Fortunately, this trend can be reversed with well designed and maintained roads. We believe that is the principal reason Congress added safety to the transportation planning factors, and we encourage the subcommittee to tell FHWA officials that safety should clearly be a top-priority item in any guidance issued on TEA21's new planning requirements.

Environmental Streamlining

Section 1309 of TEA21, entitled Environmental Streamlining, establishes a coordinated environmental review process that, like other elements of TEA21, is intended to expedite the delivery of transportation projects while still meeting federal environmental requirements. The Secretary of Transportation is directed to establish a process with other federal agencies by which all federal environmental reviews can be performed concurrently, rather than sequentially. And the law anticipates development of a dispute resolution process for cases in which a project-related environmental issue is not resolved in a timely fashion.

We applaud Congress for taking this important step to eliminate unnecessary and unwarranted delays in the development of major transportation projects. The streamlining proposed in section 1309 cannot be accomplished, however, without USDOT's active support, working with myriad other federal agencies. The February 10 FHWA "options paper," to which I referred previously, indicates that some discussions have occurred between FHWA officials and representatives of other federal agencies involved in the environmental review process. Our understanding, however, is that no memorandum of understanding has been reached to date with any of the other federal agencies.

We understand the difficulty of this task, particularly as it involves numerous federal agencies. Our hope is that the Transportation & Infrastructure Subcommittee will offer FHWA any support that may be needed to encourage other relevant federal agencies to cooperate in reaching timely and workable agreements to implement the Environmental Streamlining provisions fully. It does not seem unreasonable to expect such agreements to be obtained in writing by the end of this fiscal year, two years into TEA21.

Interstate Tolls

Last but not least on our agenda is a provision we lost in TEA21. Section 1216(b) of the legislation establishes the "Interstate System Reconstruction and Rehabilitation Pilot Program," authorizing up to three states to place tolls on existing, toll-free Interstate routes in order to finance reconstruction of the route. We strongly opposed the provision when it was debated in Congress, and since its enactment, we have worked with in-state highway user groups to ensure that public officials are aware of the strong public opposition to Interstate tolls that exists in every state. To date, no state has submitted an application to participate in the pilot program, and FHWA recently extended indefinitely its original March 31, 1999 deadline for applications to be received.
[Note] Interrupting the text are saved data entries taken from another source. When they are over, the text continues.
PR #71, opened 2019-10-01
[OCONF-166] coconut conf import command

graduta:


teo:
Fixes please:
## import command
* s/Extension of the file should be/Supported file extensions. To force a specific configuration format, see flag --format/-f/
* s/Please check through the already existing components:/Available components in configuration database:/
* In all simple lists (starting with `-`), make sure that there's a single space between `-` and the first letter of the list item.
* s/If you wish to add a new component, please use flag `-n/-new-component` to create a new component/To create a new component, see flag --new-component/-n/
* s/A new component has been created/New component created/    s/A new entry has been created/New entry created/   s/The following configuration key has been added/Configuration key created/
* s/Component `read-teo-test` already exists, thus flag  `-n/-new-component` cannot be used/Invalid use of flag --new-component/-n: component red(read-teo-test) already exists/
* s/Component read-teo-test has been updated//
* s/Entry myEntry2 has been updated/Entry updated: myEntry2/
## show command
* s/The configuration show command requests by default the latest 
configuration for the specified component and entry. It can request exact 
time configuration by specifying wanted timestamp as flag/The configuration show command returns the most recent configuration revision for the specified component and entry. It can also return a specific revision, requested with the --timestamp/-t flag./

Suggestions:
* Look into empty lines at the end of output and remove them.

coconut/cmd/configuration_import.go
```diff
@@ -0,0 +1,55 @@
...
+	Use:   "import <component> <entry> <file_path>",
+	Aliases: []string{"i", "imp"},
+	Example: `coconut conf import <component> <entry> <file_path>
+coconut conf import <component/entry> <file_path>
+coconut conf import <component> <entry> <file_path> -n
+coconut conf import <component/entry> <file_path> --new-component
+coconut conf import <component/entry> <file_path> --format=json
+coconut conf import <component/entry> <file_path>.json
+`,
+	Short: "Import a configuration file for the component and entry specified",
```
teo: `Import a configuration file for the specified component and entry`

coconut/cmd/configuration_import.go
```diff
@@ -0,0 +1,55 @@
...
+import (
+	"github.com/AliceO2Group/Control/coconut/configuration"
+	"github.com/spf13/cobra"
+)
+
+var configurationImportCmd = &cobra.Command{
+	Use:   "import <component> <entry> <file_path>",
+	Aliases: []string{"i", "imp"},
+	Example: `coconut conf import <component> <entry> <file_path>
+coconut conf import <component/entry> <file_path>
```
teo: Minor nitpick: I'd put `<component>/<entry>` instead of `<component/entry>` as `component` and `entry` are the variables here, which we compose in one way or another.

coconut/cmd/configuration_import.go
```diff
@@ -0,0 +1,55 @@
...
+coconut conf import <component> <entry> <file_path> -n
+coconut conf import <component/entry> <file_path> --new-component
+coconut conf import <component/entry> <file_path> --format=json
+coconut conf import <component/entry> <file_path>.json
+`,
+	Short: "Import a configuration file for the component and entry specified",
+	Long: `The configuration import command will generate a timestamp and save
```
teo: s/will generate/generates/

coconut/cmd/configuration_import.go
```diff
@@ -0,0 +1,55 @@
...
+the configuration file under the component/entry/timestamp path in Consul. Default
```
teo: `... save the configuration file to Consul under the path <component>/<entry>/<timestamp>.`

coconut/cmd/configuration_import.go
```diff
@@ -0,0 +1,55 @@
...
+accepted file extensions are JSON, YAML, TOML, INI`,
```
teo: s/Default accepted file extensions are/Supported configuration file types are JSON, YAML, TOML and INI, and their file extensions are recognized automatically./

coconut/cmd/configuration_import.go
```diff
@@ -0,0 +1,55 @@
...
+	Run: configuration.WrapCall(configuration.Import),
+	Args:  cobra.ExactArgs(3),
+}
+
+func init() {
+	configurationCmd.AddCommand(configurationImportCmd)
+	configurationImportCmd.Flags().BoolP("new-component", "n",  false, "used to add a new component")
+	configurationImportCmd.Flags().StringP("format", "f",  "", "used to specify a different extension file than default (JSON, YAML, INI, TOML)")
```
teo: `force a specific configuration file type, overriding any file extension`

coconut/cmd/configuration_import.go
```diff
@@ -0,0 +1,55 @@
...
+	Long: `The configuration import command will generate a timestamp and save
+the configuration file under the component/entry/timestamp path in Consul. Default
+accepted file extensions are JSON, YAML, TOML, INI`,
+	Run: configuration.WrapCall(configuration.Import),
+	Args:  cobra.ExactArgs(3),
+}
+
+func init() {
+	configurationCmd.AddCommand(configurationImportCmd)
+	configurationImportCmd.Flags().BoolP("new-component", "n",  false, "used to add a new component")
```
teo: `create a new configuration component while importing entry`

coconut/configuration/configuration.go
```diff
@@ -332,133 +315,94 @@ func History(cfg *configuration.ConsulSource, cmd *cobra.Command, args []string,
...
-		} else {
-			componentsFullName = componentParts[0]
+	components := getComponentsMapFromKeysList(keys)
+	componentExist := components[component]
+	if !componentExist &&  !useNewComponent {
+		componentMsg := ""
+		for key, _ := range components {
+			componentMsg += "\n-" + key
 		}
+		return errors.New(fmt.Sprintf("Component `" + component + "` does not exist. " +
```
teo: Let's not use backticks here, either color or nothing. The backticks can potentially make sense in Cobra command doc strings because those are exported as Markdown, but not in error messages.

coconut/configuration/configurationutil.go
```diff
@@ -0,0 +1,224 @@
...
+		if parts[0] == component {
+			entriesMap[parts[1]] = true
+		}
+	}
+	return entriesMap
+}
+
+func isFileExtensionValid(extension string) bool{
+	extension = strings.ToUpper(extension)
+	return extension == "JSON" || extension == "YAML" || extension == "INI" || extension == "TOML"
```
teo: Let's also allow `.yml` just in case. Visible strings should not be changed, just the logic to approve the file extension.

coconut/cmd/configuration_import.go
graduta: 👍

coconut/configuration/configuration.go
```diff
@@ -155,34 +147,29 @@ func List(cfg *configuration.ConsulSource, cmd *cobra.Command, args []string, o
...
-			err = errors.New(fmt.Sprintf("Flag `-t / --timestamp` could not be identified"))
-			return err, invalidArgs
+			return err,  invalidArgs
 		}
 		if len(args) == 1 {
-			if !IsInputSingleValidWord(args[0]) {
-				err = errors.New(fmt.Sprintf("Requested component name cannot contain character `/` or `@`"))
-				return err, invalidArgs
+			if !isInputSingleValidWord(args[0]) {
+				return  errors.New(fmt.Sprintf(invalidArgsErrMsg)), invalidArgs
```
kostorr: This may simply be `errors.New(invalidArgsErrMsg)`. [https://golang.org/pkg/errors/#New](https://golang.org/pkg/errors/#New)
`fmt.Sprintf() ` is not necessary if you don't have some fancy arguments you want to handle.

graduta: Did not know. Thank you 👍

coconut/configuration/configuration.go
```diff
@@ -332,133 +315,94 @@ func History(cfg *configuration.ConsulSource, cmd *cobra.Command, args []string,
...
+	}
+	if componentExist && useNewComponent {
+		return errors.New(fmt.Sprintf("Component `" + component + "` already exists, thus flag  `-n/-new-component` cannot be used" )), invalidArgs
+	}
 
-		if strings.Compare(componentsSet[componentsFullName], componentTimestamp) < 0{
-			componentsSet[componentsFullName] = componentTimestamp
-		}
+	entryExists := false
+	if useNewComponent {
```
kostorr: Is this clause necessary?

coconut/configuration/configurationutil.go
```diff
@@ -0,0 +1,224 @@
...
+func getLatestTimestamp(keys []string, component string, entry string)(timestamp string, err error, code int) {
+	keyPrefix := componentsPath + component + "/" + entry
+	if len(keys) == 0 {
+		err = errors.New(fmt.Sprintf("No keys found"))
+		return "", err, emptyData
+	}
+
+	var maxTimeStamp uint64
+	for _, key := range keys {
+		componentTimestamp, err := strconv.ParseUint(strings.TrimPrefix(key, keyPrefix + "/"), 10, 64)
```
kostorr: I imagine this is done on purpose here, but this leads to variable shadowing, which could in turn lead to errors. A very good explanation can be found [here](https://rpeshkov.net/blog/golang-variable-shadowing/).

coconut/configuration/configuration.go
graduta: Not anymore. I negated it

coconut/configuration/configurationutil.go
graduta: In this case I am not interested in stopping the whole command if one of the timestamps is bad that is why I am adding it to the list of elements only if it is a valid one. So even if the timestamp is not correct, it will be ignored.

The error that I am interested here is the one with emptyData

coconut/configuration/configuration.go
teo: There's also `fmt.Errorf` that combines the two for when you **do** need to handle fancy arguments ;)

coconut/cmd/configuration_import.go
```diff
@@ -33,23 +33,22 @@ var configurationImportCmd = &cobra.Command{
...
 	Aliases: []string{"i", "imp"},
 	Example: `coconut conf import <component> <entry> <file_path>
-coconut conf import <component/entry> <file_path>
-coconut conf import <component> <entry> <file_path> -n
-coconut conf import <component/entry> <file_path> --new-component
-coconut conf import <component/entry> <file_path> --format=json
-coconut conf import <component/entry> <file_path>.json
+coconut conf import <component> <entry> <file_path> --new-component
+coconut conf import <component> <entry> <file_path> --format=json
+coconut conf import <component> <entry> <file_path>.json
```
teo: We seem to be missing the `<component>/<entry>` bits.

coconut/configuration/configuration.go
```diff
@@ -55,11 +55,10 @@ type ConfigurationCall func(*configuration.ConsulSource, *cobra.Command, []strin
 const  (
 	nonZero = iota
 	invalidArgs = iota // Provided args by the user are invalid
-	invalidArgsErrMsg = "Component and Entry names cannot contain `/ or  `@`"
+	invalidArgsErrMsg = "component and Entry names cannot contain `/ or  `@`"
```
teo: s/Entry/entry/

coconut/configuration/configuration.go
```diff
@@ -390,17 +387,15 @@ func Import(cfg *configuration.ConsulSource, cmd *cobra.Command, args []string,
...
 	if !entryExists {
-		userMsg += "A new entry has been created: " + blue(entry) + "\n"
+		userMsg += "New entry created: " + blue(entry) + "\n"
 	} else {
-		userMsg += "Entry " + blue(entry) + " has been updated" +  "\n"
+		userMsg += "Entry updated: " + blue(entry) +  "\n"
 	}
 	fullKey :=  red(component) + "/" + blue(entry) + "@" + strconv.FormatInt(timestamp, 10)
-	userMsg += "The following configuration key has been added: " + fullKey
+	userMsg += "Configuration created: " + fullKey
```
teo: I know we discussed this at length trying to find the best wording and we settled on this, but after additional thought I realized that:
1) this string is the only one that's always printed (the ones for new entry and component aren't)
2) this string is the last (and sometimes only) line of output in response to a `coconut conf import` command.
---
Therefore I propose the following:
`userMsg += "Configuration imported: " + fullKey`

coconut/cmd/configuration_import.go
graduta: They are not missing as the requirement was to have exactly 3 arguments:
```
coconut conf import <component name> <entry name> <file path> [options]
```

teo: I see, so `coconut conf import <component/entry> <file_path>.json` never worked even when it was documented?

graduta: No. It was a mistake when documentation was added and on second look of the requirements it was then removed. 

If we wish to support that we can added so that we are in line with the 
```coconut conf show command```

teo: Yes, that would be splendid, and also the final thing before we merge.

teo: The feature implementation looks good, could you please just add back the relevant documentation lines for the `<component>/<entry>` syntax? Once this is done we can merge.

I raise the issue in this hearing not because there is a problem with implementation of the program: FHWA issued clear implementation guidance in its solicitation notice published in the Federal Register on February 10. Instead, I wanted to take this opportunity to reiterate The Highway Users' opposition, and what we believe to be strong public opposition, to tolls on existing, toll-free Interstates. Our hope is that if Congress considers legislation making changes to TEA21, this subcommittee, taking into account the fact that no state has applied to participate in the Interstate tolling program, will simply repeal it.

We understand that these hearings are not necessarily a prelude to any TEA21 mid-course corrections bill, but in case the opportunity for new legislation arises, we wanted to draw your attention again to the highway user community's opposition to Interstate tolls.

Mr. Chairman, thank you for inviting The Highway Users to testify at your first hearing on TEA21 implementation. I will be happy to answer any questions that you or members of the subcommittee may have.